There are 145k groups with three-weekly updates. In the realm of communities, users and Tweets are represented and have the option of joining numerous communities. The number of users in a community can vary from a few thousand for personal friend groups to hundreds of millions for news or pop culture.
“We can embed Tweets into these communities by looking at the current popularity of a Tweet in each community. The more that users from a community like a Tweet, the more that Tweet will be associated with that community.”
The For You timeline’s objective is to provide you with pertinent Tweets. They currently have 1500 applicants in the pipeline who could be useful. Ranking Tweets on your timeline is primarily based on scoring, which serves as a direct predictor of each prospective Tweet’s relevance. All candidates are handled equally at this point, regardless of the candidate source from which they came.
A 48M parameter neural network is used to achieve ranking and is constantly trained on Tweet interactions to maximize enthusiastic engagement. (e.g. Likes, Retweets, and Replies). Each of the ten labels produced by this ranking system, which considers thousands of features and assigns a number to each Tweet based on them, denotes the likelihood of an engagement.
After the Ranking stage, they apply heuristics and filters to implement various product features. These features work together to create a balanced and diverse feed.

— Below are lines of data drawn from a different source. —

PR #181, opened 2018-01-10
Excessive margin on Tab Elements fix

InstaK:
### Added
- Class for TabGroup

### Changed
- Removed the margin off each element and added CSS to the TabGroup which adds margin-left to each child and margin-right to the last child. This is how it was intended by design, I just didn't implement it correctly before.
- Changed the story in order for TabGroup to not have Island as child but Tab-elements

### DIFF
--- a/components/tab/theme.css
+++ b/components/tab/theme.css
@@ -1,5 +1,16 @@
 @import '@teamleader/ui-colors';
 @import '@teamleader/ui-animations';
+@import '@teamleader/ui-utilities';
+
+.tab-group {
+  & > * {
+    margin-left: var(--spacer-small);
+  }
+
+  & > *:last-child {
+    margin-right: var(--spacer-small);
+  }
+}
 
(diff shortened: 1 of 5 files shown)


components/tab/theme.css
```diff
@@ -1,5 +1,16 @@
...
+
+.tab-group {
+  & > * {
+    margin-left: var(--spacer-small);
+  }
+
+  & > *:last-child {
+    margin-right: var(--spacer-small);
+  }
+}
```
lowiebenoot: You can nest the last-child into the other selector.

```css
.tab-group {
   & > * {
     margin-left: var(--spacer-small);

     &:last-child {
       margin-right: var(--spacer-small);
     }
   }
 }
```

InstaK: Nice. Should've seen that it was 2 times the same.

 :ok: by @InstaK on 10/01/2018 11:51:21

- Filter tweets based on their content and your tastes with visibility filtering.
- Take away Tweets from accounts that you ban or mute, for example.
- Avoid reading too many Tweets in a row from the same source. Maintain an equitable distribution of In-Network and Out-of-Network Tweets by monitoring the content balance.
- Feedback-based Fatigue: Reduces a Tweet’s score if a user has given it unfavorable feedback.
- Make sure someone you follow responded to the tweet or followed the creator of the tweet for social proof.
- Conversations: Connect a Reply to the initial Tweet to give it more context.
- Edited Tweets: Determine whether the Tweets that are presently on a device need to be replaced with the edited versions.
Mixing and Serving
A set of Tweets is available for Home Mixer to broadcast to your device. The system combines Tweets with non-Tweet content, such as ads, follower recommendations, and onboarding prompts, as the final stage before returning them to your device for display.
The system above completes on average 5 billion times per day in less than 1.5 seconds. The amount of CPU time needed for a single pipeline execution is 220 seconds or roughly 150 times the latency you see in the app.
Their open-source initiative aims to give you, our customers, complete transparency about how our systems operate. They have made the code underlying recommendations available for you to examine so that you can learn more about the algorithm, and they are also developing a number of features to give you more transparency within the app. Some of the most recent changes include:
- A better Twitter analytics tool with more exposure and engagement data for creators.
- Greater openness regarding any safety ratings assigned to your accounts.
- Tweets increased awareness of the reasons Tweets show on your timeline.
“Twitter is the center of conversations around the world. Every day, we serve over 150 billion Tweets to people’s devices. Ensuring that we’re delivering the best content possible to our users is both a challenging and an exciting problem. We’re working on new opportunities to expand our recommendation systems—new real-time features, embeddings, and user representations—and we have one of the most interesting datasets and user bases in the world to do it with. We are building the town square of the future. If this interests you, please consider joining us.”, they concluded in their blog post.